Even so, if you want to expand your company, you’ll want to maintain costs as low as you can. Lower profits translate into a smaller investment in the future of your business and a smaller financial cushion for when times are hard.
How to use it in practice: Regularly assess your business spending, including your software and apps, and determine whether you actually require them. Do they all affect you?
Remember That Time is Money
Initially, new business owners frequently have just one person handling things. A small business owner’s duties include marketing, sales, accounting, product creation, shipping, and customer support. But as you advance, it’s critical to recognize which things you do well and others you should certainly avoid.
Sure, you can spend 12 hours filing your own tax return and studying through hundreds of pages of tax law, but what is the opportunity cost of that time? Could you pay a small portion of it to have someone else handle your tax return filing?

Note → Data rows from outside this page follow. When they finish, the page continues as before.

PR #449, opened 2023-04-10
Add node deletion

shangyian:
### Summary

Adds node deletion. Also provides Python client support for deletion.

### Test Plan

Ran locally through the client and through the REST API directly. Also testing just from regular use of this functionality as I create broken nodes 😆 

- [x] PR has an associated issue: #448
- [x] `make check` passes

### Deployment Plan

N/A

### DIFF
--- a/client/python/djclient/dj.py
+++ b/client/python/djclient/dj.py
@@ -244,7 +244,7 @@ class Node(BaseModel):
 
     def delete(self):
         """
-        Sets the node's mode to DRAFT and pushes it to the server.
+        Deletes the node
         """
         session = self._get_initialized_client()
         response = session.delete_node(self)
--- a/client/python/djclient/dj.py
+++ b/client/python/djclient/dj.py
@@ -137,6 +137,13 @@ class DJClient:
         """
         return self._nodes_by_type(type_="cube", names_only=names_only)
 
+    def delete_node(self, node: "Node"):
+        """
+        Delete this node
+        """
+        response = self._session.delete(f"/nodes/{node.name}/", timeout=self._timeout)
+        return response
+
     def create_node(self, node: "Node", mode: "NodeMode"):
         """
         Helper function to create a node.
@@ -234,6 +241,15 @@ class Node(BaseModel):
         """
         session = self._get_initialized_client()
         session.create_node(self, NodeMode.DRAFT)
+
+    def delete(self):
+        """
+        Sets the node's mode to DRAFT and pushes it to the server.
+        """
+        session = self._get_initialized_client()
+        response = session.delete_node(self)
+        assert response.status_code == 204
+        return f"Successfully deleted `{self.name}`"
 
 
 class Source(Node):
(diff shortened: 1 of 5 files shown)


dj/api/nodes.py
```diff
@@ -213,6 +213,16 @@ def read_node(name: str, *, session: Session = Depends(get_session)) -> NodeOutp
     return node  # type: ignore
 
 
+@router.delete("/nodes/{name}/", status_code=204)
+def delete_node(name: str, *, session: Session = Depends(get_session)):
+    """
+    Delete the specified node.
+    """
+    node = get_node_by_name(session, name, with_current=True)
+    session.delete(node)
```
samredai, line 222: In this function we need to get all of the downstream nodes and switch their status to invalid. That will probably be a common action so maybe a helper function that just invalidates all downstream nodes will probably be useful.

I'm not sure how to handle if this is a dimension node and there are columns on other nodes linking to it. On the one hand we could simply delete the link as well but that makes deleting a dimension node potentially have a very large blast radius.

This might need some more discussion so feel free to leave these for a follow-up PR.

samredai (approved):

dj/api/nodes.py
shangyian: Good point, I forgot about invalidation! Let me add that.

Although regarding dimension nodes having a large blast radius - I'm not sure that's the case. Wouldn't we just remove the links to that dimension for any nodes that have a field linked to that dim node? The downstream nodes (via dimension links) themselves don't need to be invalidated. However, if it's a case of downstream nodes that reference that dimension node as a child, then they'll need to be invalidated, but I don't think there would be that many of those in the system.

samredai: Yeah that's true, I was thinking of a scenario where someone naively thinks, "oh let me just delete this dimension and recreate it from scratch", not realizing that all of the potential links will be dropped and need to be re-added. Maybe that's not as much as a concern as it seems. 🤔

agorajek: Wow, this a great question... my gut feeling for dimension nodes deletion is that we should not invalidate any of the dim/connected nodes but we may simply consider a missing dimension link as a run time error that we could handle gracefully (or not) depending on the situation. Either way I would treat this linkage loosely so as to not cause a node panic/invalidation for this reason. The other side (parent-child nodes) is clear to follow the valid pattern but perhaps dimension links can be a softer touch, which would allow someone to just drop a dimension node and recreate it. Just a thought. I agree we should run this by others, I can see an argument for keeping it as strict as the parent-child node relationship.

client/python/djclient/dj.py
```diff
@@ -235,6 +242,15 @@ def draft(self):
         session = self._get_initialized_client()
         session.create_node(self, NodeMode.DRAFT)
 
+    def delete(self):
+        """
+        Sets the node's mode to DRAFT and pushes it to the server.
```
agorajek, line 247: Where do you set the mode to DRAFT? I think I may be missing something...

shangyian:
I'm going to merge this for now and add "what to do about dimensions links upon node deletion" as a discussion topic to Wednesday. We can put out a follow-up PR if the conclusions from that are different 🎸

PR #450, opened 2023-04-11
Rename API functions and set OpenAPI workflows to manual dispatch

samredai:
### Summary

This PR does two main non-functional things.

1. Sets the OpenAPI workflows to only run on `workflow_dispatch` and splits them out into a workflow that generates the client and one that only generates the spec (we can use each as needed as part of releases)
2. Renames a number of the API functions so that they have more readable headers in the generated docs--for example `Read Metrics` -> `List Metrics` and `Create Cube Node` -> `Create Cube` (see image below to see the **_before_** names)
Screenshot 2023-04-10 at 8 34 36 PM

### Test Plan

`make check` and `make test`

- [ ] `make check` passes

### Deployment Plan

N/A


dj/api/tags.py
```diff
@@ -104,7 +104,7 @@ def update_tag(
 
 
 @router.get("/tags/{name}/nodes/", response_model=List[str])
-def find_nodes_by_tag(
+def list_tagged_nodes(
```
shangyian, line 107: perhaps `list_nodes_for_tag`?

dj/api/data.py
```diff
@@ -22,7 +22,7 @@
 
 
 @router.post("/data/{node_name}/availability/")
-def add_availability(
+def add_an_availability(
```
shangyian, line 25: what about `add_an_availability_state`?

shangyian (approved):

Issue #454, opened 2023-04-12
Require setting primary key on dimension nodes


shangyian:
When a user creates a dimension node, we should require that they tell us which column or columns are part of the primary key. Then when we're assembling the join to bring in the dimension, we can default to the dimension's primary key when no `dimension_column` is explicitly provided (it currently defaults to `id`, which is not accurate for the majority of use cases).

Issue #446, opened 2023-04-10
Check for compatible types when connecting a column to a dimension


samredai:
Right now we don't check that a type is compatible for joining to the specific column on the dimension node. We should check that both at the time the request comes in to associate the two columns and possibly at build time as well (I feel less certain about the latter).

PR #455, opened 2023-04-12
Require primary key for dimension nodes + type check compatibility during linking

shangyian:
### Summary

When someone creates a dimension node, they should set the column(s) that are part of dimension's primary key. During query building, when we assemble the join to bring in the dimension, we'll default to the dimension's primary key when no `dimension_column` is explicitly provided. The existing setup just uses `id` by default, which is not accurate for the majority of use cases as `id` may or may not exist in the columns in the node.

This change also adds a check to make sure the types of the target and dimension columns are compatible during dimension node linking.

One additional requirement that might be worth adding: making sure that links only happen on the dimension node's primary key columns, rather than allowing arbitrary column linking.

### Test Plan

  - #454
  - #446
- [x] `make check` passes

### Deployment Plan

N/A

### DIFF
--- a/dj/api/nodes.py
+++ b/dj/api/nodes.py
@@ -13,6 +13,7 @@ from fastapi.responses import JSONResponse
 from sqlalchemy.orm import joinedload
 from sqlmodel import Session, select
 from starlette.requests import Request
+from starlette.responses import Response
 
 from dj.api.helpers import (
     get_attribute_type,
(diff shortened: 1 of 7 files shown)


tests/examples.py
```diff
@@ -519,13 +526,6 @@
         ),
         {},
     ),
-    (
```
shangyian, line 522: Turns out this dimension link fails the type compatibility check 😅

shangyian, line 522: Turns out this dimension link fails the type compatibility check 😅

dj/api/nodes.py
```diff
@@ -559,10 +580,37 @@ def create_a_node(
     Create a node.
     """
     node_type = NodeType(os.path.basename(os.path.normpath(request.url.path)))
+
+    if node_type == NodeType.DIMENSION and not data.primary_key:
```
agorajek, line 584: +1

PR #456, opened 2023-04-12
Adding PERCENT_RANK

shangyian:
### Summary

Adds the `PERCENT_RANK` function.

### Test Plan

Added a test to make sure it parses + the type inference is correct.

- [X] `make check` passes

### Deployment Plan

N/A

### DIFF
--- a/dj/sql/functions.py
+++ b/dj/sql/functions.py
@@ -758,6 +758,18 @@ def infer_type(  # noqa: F811  # pylint: disable=function-redefined
     return ct.DoubleType()
 
 
+class PercentRank(Function):
+    """
+    Window function: returns the relative rank (i.e. percentile) of rows within a window partition
+    """
+
+    is_aggregation = True
+
+    @staticmethod
+    def infer_type() -> ct.DoubleType:
+        return ct.DoubleType()
+
+
 class Quantile(Function):  # pragma: no cover
     """
     Computes the quantile of a numerical column or expression.
--- a/tests/construction/inference_test.py
+++ b/tests/construction/inference_test.py
@@ -378,7 +378,8 @@ def test_infer_types_min_max_sum_ceil(construction_session: Session):
             (PARTITION BY first_name ORDER BY last_name),
           SUM(id) OVER
             (PARTITION BY first_name ORDER BY last_name),
-          CEIL(id)
+          CEIL(id),
+          PERCENT_RANK() OVER (PARTITION BY id ORDER BY id)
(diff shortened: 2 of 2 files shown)


agorajek (approved):
Love how easy it is  (and was) to add new UDFs. 

But... this PR makes me realize that (at some point) we could use another attribute to represent window-kosher agg functions. Such functions need not only a `(state + element) --> (new_state)` transition but also `(state - element) --> (new_state)`. And this is surely nice to have as we can simply allow the users to write the SQL that's runnable on any given DB. This deeper knowledge of UDFs could potentially throw warnings so people can see, when their numbers don't add up.

shangyian:
> But... this PR makes me realize that (at some point) we could use another attribute to represent window-kosher agg functions. Such functions need not only a `(state + element) --> (new_state)` transition but also `(state - element) --> (new_state)`. And this is surely nice to have as we can simply allow the users to write the SQL that's runnable on any given DB. This deeper knowledge of UDFs could potentially throw warnings so people can see, when their numbers don't add up.

Agreed, this would be very helpful!

dj/sql/functions.py
```diff
@@ -758,6 +758,18 @@ def infer_type(  # noqa: F811  # pylint: disable=function-redefined
...
 
 
+class PercentRank(Function):
+    """
+    Window function: returns the relative rank (i.e. percentile) of rows within a window partition
+    """
+
+    is_aggregation = True
+
+    @staticmethod
```
CircArgs, line 768: this could be 
```python
@PercentRank.register
def infer_type() -> ct.DoubleType:
        return ct.DoubleType()
```

And then calling would use the error from dispatch for a consistent end-user experience with exceptions.

CircArgs: @shangyian @samredai the dispatch stuff was shoved in during the rewrite of compile and such. any thoughts on its usage now that we are adding new functions? I had only converted some functions to use it. You can see some functions are overloaded by using it and so the thinking was that rather than write the type checks in the functions themselves we can just have this dispatcher be aware of our own `ColumnTypes` (whereas regular single dispatch would not manage this)

shangyian: Good point @CircArgs, let me open another PR with the change. I also realized that we didn't check to see if the Raw functionality still works with the new build/compile (in fact, the tests for them are commented out).

In terms of usage, I think the dispatch pattern makes sense, but at some point we should go and convert all the functions to use this pattern so that anyone new coming in and adding a function can just copy and paste the pattern. Well, that and we probably need docs

PR #45, opened 2016-10-27
Retain register values when not using IPC buffer

jdub:
- passes the sabre/qemu test suite :-)
- this assumes we want to retain the same number of registers as we
  have input parameters, which on reflection makes no sense at all

### DIFF
--- a/libsel4/tools/syscall_stub_gen.py
+++ b/libsel4/tools/syscall_stub_gen.py
@@ -557,11 +557,10 @@ def generate_stub(arch, wordsize, interface_name, method_name, method_id, input_
     #
     # Setup variables we will need.
     #
-    if returning_struct:
-        result.append("\t%s result;" % return_type)
+    result.append("\t%s result;" % return_type)
     result.append("\tseL4_MessageInfo_t tag = seL4_MessageInfo_new(%s, 0, %d, %d);"  % (method_id, len(cap_expressions), len(input_expressions)))
     result.append("\tseL4_MessageInfo_t output_tag;")
-    for i in range(min(num_mrs, max(input_param_words, output_param_words))):
+    for i in range(num_mrs):
         result.append("\tseL4_Word mr%d;" % i)
     result.append("")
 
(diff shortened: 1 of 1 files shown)


jdub:
Is it okay if we chat about the changes here, rather than clogging up the list with my very specific questions?

In the process of updating this to retain all the real register values, I realise that none of these functions even *get* all of the values, because they're calling `seL4_CallWithMRs` like this:

```c
        output_tag = seL4_CallWithMRs(service, tag,
                &mr0, &mr1, seL4_Null, seL4_Null);
```

The parent function has two input parameters, so it only passes two pointers. We never even see the other two. I'm assuming this is part of the "errors forever lost" problem, because surely the number of error words for a function is unlikely to be related to the number of inputs?

So, the generator should:
- initialise `num_mrs` variables
- pass them *all* to CallWithMRs
- if there's an error, store *all* of them into the IPC buffer

Is that right?

AdrianDanis:
Yep, that all sounds about right to me

jdub:
Bit more to do, but is this approach correct and inoffensive so far?

AdrianDanis:
Looks good so far. I'll probably check the generated functions to be 100% sure though

jdub:
Here are [some examples](https://gist.github.com/jdub/40077cfffcf967a227685bf4880e240f) to save you the git juggling.

AdrianDanis:
So in the case where we are returning a `struct` I think that in the case of an error we should probably be putting MRs into the IPC buffer, and only in the case of success should we put the MRs into the struct.

jdub:
Something like this?

```c
LIBSEL4_INLINE seL4_ARM_Page_GetAddress_t
seL4_ARM_Page_GetAddress(seL4_ARM_Page service)
{
        seL4_ARM_Page_GetAddress_t result;
        seL4_MessageInfo_t tag = seL4_MessageInfo_new(ARMPageGetAddress, 0, 0, 0);
        seL4_MessageInfo_t output_tag;
        seL4_Word mr0 = 0;
        seL4_Word mr1 = 0;
        seL4_Word mr2 = 0;
        seL4_Word mr3 = 0;

        /* Perform the call, passing in-register arguments directly. */
        output_tag = seL4_CallWithMRs(service, tag,
                &mr0, &mr1, &mr2, &mr3);

        result.error = seL4_MessageInfo_get_label(output_tag);

        /* Unmarshal result or retain registers in IPC buffer. */
        if (result.error == seL4_NoError) {
            result.paddr = mr0;
        } else {
                seL4_SetMR(0, mr0);
                seL4_SetMR(1, mr1);
                seL4_SetMR(2, mr2);
                seL4_SetMR(3, mr3);
        }

        return result;
}
```

jdub:
I took a stab at this. How do you feel about [early returns](https://gist.github.com/jdub/d4548690dd82c58b116d3590fa46ed2e)?

jdub:
Looking good on ia32/qemu too.

jdub:
Added *WithMRs basic tests [and posted results](https://gist.github.com/jdub/8e950c3dff0c3941c60a08c0eae279e3). Will have to add something that checks errors, to properly test the *WithMRs path even if the suite is run with `--buffer` generated syscall stubs.

AdrianDanis:
Early return is fine.

This all looks really good. I'm going to run this on some internal projects that use errors (they are what triggered the `--buffer` change to begin with) and if they're good I'll merge it in.

Bit swamped right now though so might not get around to this till monday

jdub:
btw, this depends on #43 and #44 to build.

AdrianDanis:
Ran some tests with this and everything seems to work, so you can neaten the commit history now and we'll be good to go.

jdub:
Squashed!

AdrianDanis:
Awesome. This and all your other changes should appear tonight, unless our regressions are still failing

jdub:
Wow, sweet! Thanks for all your help. This was an enjoyable little achievement. :-)

PR #47, opened 2016-11-23
Optional inlining of functions and syscalls

jdub:
`CONFIG_LIB_SEL4_INLINE_INVOCATIONS=n` will now disable inlining for all external interfaces (except deprecated functions).

### DIFF
--- a/libsel4/Kconfig
+++ b/libsel4/Kconfig
@@ -16,15 +16,34 @@ menu "libsel4"
         help
             seL4 API library
 
+choice
+    prompt "Function attributes"
+    default LIB_SEL4_INLINE_INVOCATIONS
+
+config LIB_SEL4_DEFAULT_FUNCTION_ATTRIBUTES
+    bool "Default"
+    depends on LIB_SEL4
+    help
+        Verification friendly default configuration. syscalls will be inlined,
+        but generated functions will not.
+
 config LIB_SEL4_INLINE_INVOCATIONS
     bool "Inline generated syscall invocations"
     depends on LIB_SEL4
-    default y
     help
         When set to true will mark generated functions as 'inline', allowing
         them to be inlined by the callee user code. This may be undesirable
-        for verification, so setting to 'n' will forcively prevent the function
-        from being inlined
+        for verification, so setting to 'n' will forcibly prevent the function
+        from being inlined.
+
+config LIB_SEL4_PUBLIC_SYMBOLS
+    bool "Public symbols for all external interfaces"
+    depends on LIB_SEL4
+    help
+        When set to true will make all user facing functions available as
+        public symbols, which can be convenient for some language bindings.
+
+endchoice
 
 config LIB_SEL4_STUBS_USE_IPC_BUFFER_ONLY
     bool "use only IPC buffer for syscalls"
--- a/libsel4/include/sel4/macros.h
+++ b/libsel4/include/sel4/macros.h
@@ -33,8 +33,15 @@
 
 #ifdef CONFIG_LIB_SEL4_INLINE_INVOCATIONS
 #define LIBSEL4_INLINE static inline
+#define LIBSEL4_INLINE_FUNC static inline
+
+#elif CONFIG_LIB_SEL4_PUBLIC_SYMBOLS
+#define LIBSEL4_INLINE __attribute__((unused)) __attribute__((weak))
+#define LIBSEL4_INLINE_FUNC __attribute__((unused)) __attribute__((weak))
+
 #else
 #define LIBSEL4_INLINE __attribute__((noinline)) __attribute__((unused)) __attribute__((weak))
+#define LIBSEL4_INLINE_FUNC static inline
 #endif
 
 #define SEL4_DEPRECATED(x) __attribute__((deprecated(x)))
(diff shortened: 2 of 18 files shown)


jdub:
This is an RFC more than anything else. Makes life a little easier for some language bindings.

Does `libsel4/include/sel4/cap_rights.h` need some love too?

AdrianDanis:
The original intention of `LIBSEL4_INLINE` was to actually be able to result in having invocations (such as `seL4_TCB_Resume`) as separate functions, but with their contents all inline.

Not against preventing the inlining of all these functions, but it should be controlled through a different macro/configuration to preserve the old behaviour.

`cap_rights.h` is going to go away very soon (hopefully next week), so I wouldn't spend any time on it

jdub:
I'm not particularly enamoured with `LIBSEL4_INLINE_FUNC`, but that's easily changed.

Hmm, this should probably override `LIBSEL4_INLINE` such that syscalls aren't completely prevented from being inlined. In which case perhaps the configuration item could be called `LIB_SEL4_PUBLIC_SYMBOLS`.

AdrianDanis:
Yeah I like the configuration `LIB_SEL4_PUBLIC_SYMBOLS`. Haven't yet thought of anything better for `LIBSEL4_INLINE_FUNC` though. Probably it would have made more sense for `LIBSEL4_INLINE` to have originally been `LIBSEL4_INLINE_INVOCATION`, and then this naming would be easier.

Otherwise though I think this is fine. I'll let you clean up the commits before I pull it in.

jdub:
Status:
- Rebased, tidied up previous commits (new stuff is split out for easy review)
- Caught up with faults/mapping

Questions:
- `tools/bitfield_gen.py`… I think some of this needs to be public?
- None of `manual/` has been changed

AdrianDanis:
Seems fine to me. Not sure what you're referring to about `tools/bitfield_gen.py` though. It's fine to leave the manual unchanged.

jdub:
`tools/bitfield_gen.py` generates public interfaces, so I had to change its templates from `static inline` to `LIBSEL4_INLINE_FUNC`. There may be subtleties I missed.

Also, this breaks the build when it's not enabled -- `LIBSEL4_INLINE_FUNC` just needs a default in `macros.h`. Will add in a minute.

AdrianDanis:
Ahh I understand. Yes changing `bitfield_gen.py` like that makes sense. I suspect that you want to make sure that when compiling the kernel `LIBSEl4_INLINE_FUNC` just stays at `static inline`, and public interfaces only apply to the rest of the user level build.

jdub:
Ah, yuck. Good point. Oh, gross. OK.

jdub:
That ought to do it. Builds and tests fine, on and off.

AdrianDanis:
Yeh it's a bit yuck. What you have looks good though. I'll let you do round 2 of cleaning up the commits then

jdub:
The script wasn't so bad -- I thought it was going to take way longer. There was a non-Python, non-string-template generator for this stuff historically, wasn't there? Anything I can read about that?

AdrianDanis:
To my knowledge the bitfield generator has always been a python script, I'll see if I can dig around in some of the original repositories and see if it has a more checkered history.

libsel4/include/sel4/macros.h
```diff
@@ -37,6 +37,12 @@
 #define LIBSEL4_INLINE __attribute__((noinline)) __attribute__((unused)) __attribute__((weak))
 #endif
 
+#ifdef CONFIG_LIB_SEL4_PUBLIC_SYMBOLS
+#undef LIBSEL4_INLINE
+#define LIBSEL4_INLINE __attribute__((unused)) __attribute__((weak))
+#define LIBSEL4_INLINE_FUNC __attribute__((unused)) __attribute__((weak))
```
AdrianDanis: Should there be an `#else` branch defining `LIBSEL4_INLINE_FUNC` back to `static inline`?

jdub: Hmm, yeah, I guess it's falling back to nothing right now. I hadn't tested with both off! I might tidy this up with an `#elif`.

jdub:
How's that?

libsel4/include/sel4/macros.h
```diff
@@ -33,14 +33,15 @@
...
 #ifdef CONFIG_LIB_SEL4_INLINE_INVOCATIONS
 #define LIBSEL4_INLINE static inline
-#else
-#define LIBSEL4_INLINE __attribute__((noinline)) __attribute__((unused)) __attribute__((weak))
-#endif
+#define LIBSEL4_INLINE_FUNC static inline
 
-#ifdef CONFIG_LIB_SEL4_PUBLIC_SYMBOLS
-#undef LIBSEL4_INLINE
+#elif CONFIG_LIB_SEL4_PUBLIC_SYMBOLS
```
jdub: Uff, that means I have to come up with a prompt. And a "neither" option. *thinking*

jdub:
Kind of icky, but okay?

libsel4/Kconfig
```diff
@@ -16,24 +16,35 @@ menu "libsel4"
         help
             seL4 API library
 
+choice
+    prompt "Function attributes"
+    default LIB_SEL4_DEFAULT_FUNCTION_ATTRIBUTES
```
AdrianDanis: I think the default should be `LIB_SEL4_INLINE_INVOCATIONS`, to match that it was previously `default y`?

AdrianDanis:
Okay looks good. Let's go for round 3 of rebasing

jdub:
Go for it! Also, \*looks at time\* go home! 😄

PR #49, opened 2016-12-11
Enable SYSCALL (SCE) after entering long mode

jdub:
It appears to be somewhat more correct to flip SCE after entering long mode, as per other operating systems (including Linux).

c.f. [Linux 4.8's head_64.S](http://lxr.free-electrons.com/source/arch/x86/kernel/head_64.S?v=4.8#L210), which is executed in long mode.

### DIFF
--- a/src/arch/x86/64/head.S
+++ b/src/arch/x86/64/head.S
@@ -318,15 +318,16 @@ BEGIN_FUNC(common_init)
     andl $0x7fffffff, %eax
     movl %eax, %cr0
 
-#ifdef CONFIG_SYSCALL
-    call syscall_enable
-#endif
-
     call fsgsbase_enable
     /* Initialize boot PML4 and switch to long mode */
     call setup_pml4
     call enable_x64_mode
     lgdt _gdt64_ptr
+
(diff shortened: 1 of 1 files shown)


AdrianDanis:
Other than Linux initializing it here is there any indication or comments that it is actually more correct? I cannot find any indication in the Intel documentation that this is the case.

Not that I'm against moving it, just curious really.

jdub:
So (fully aware that I'm telling you what you already know), on Intel, SCE only has meaning in long mode, because there's no support for SYSCALL in protected mode. That gives me a subtle whiff of relative correctness about the order of operations, but then, it hasn't been a problem on target platforms to date.

That said, Xen* will cheerfully crashdump the guest at the `wrsmr` instruction if SCE is flipped in protected mode. At least on Intel. 😃 

\* "Aha!" I hear you say…

AdrianDanis:
Well your argument does make some degree of sense. I still feel I should be able to do SCE so that it is all ready and waiting for me when I enable long mode, but I guess I'm being picky. Thanks for pointing out the Xen case though

PR #51, opened 2016-12-14
Minor fixes from quick proof read of 4.0 manual

jdub:
Notes:

- In Faults 6.2.3, IA-32 appears under the table in the PDF… not sure how to fix.

- Is there something wrong with the `_service` descriptions in 10.3.x?

- Some of the functions in the manual are `LIBSEL4_INLINE_FUNC`, some are `static inline`.

- My understanding is that a VSpace capability represents the highest level paging structure, e.g. PML4 on x86_64. If that's correct, it'd be worth mentioning it. If not, clarifying the documentation. :-)

Hmm, but oh:

```c
/* Legacy code will have assumptions on the vspace root being a Page Directory
 * type, so for now we define one to the other */
#define seL4_CapInitThreadPD seL4_CapInitThreadVSpace
```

How to use it in practice: Start looking for projects to outsource once you have enough revenue-producing work to keep you busy 40 hours per week. To make sure your books are in order, you might work with a freelance accountant, employ a virtual assistant to handle email and other clerical work, or engage someone to manage your social media accounts so you can increase your online presence.
Effective money management is a skill that just about everyone needs to learn at one point or another, and by the time you’ve reached adulthood, it can be extremely difficult to pick up. If you are in college, you have an ideal opportunity to start learning how to manage your money while you have access to a decent income and free time. You can also gain invaluable experience learning how to use money management tools like personal budgets, credit cards and debit cards, and other things like how to get a checking account.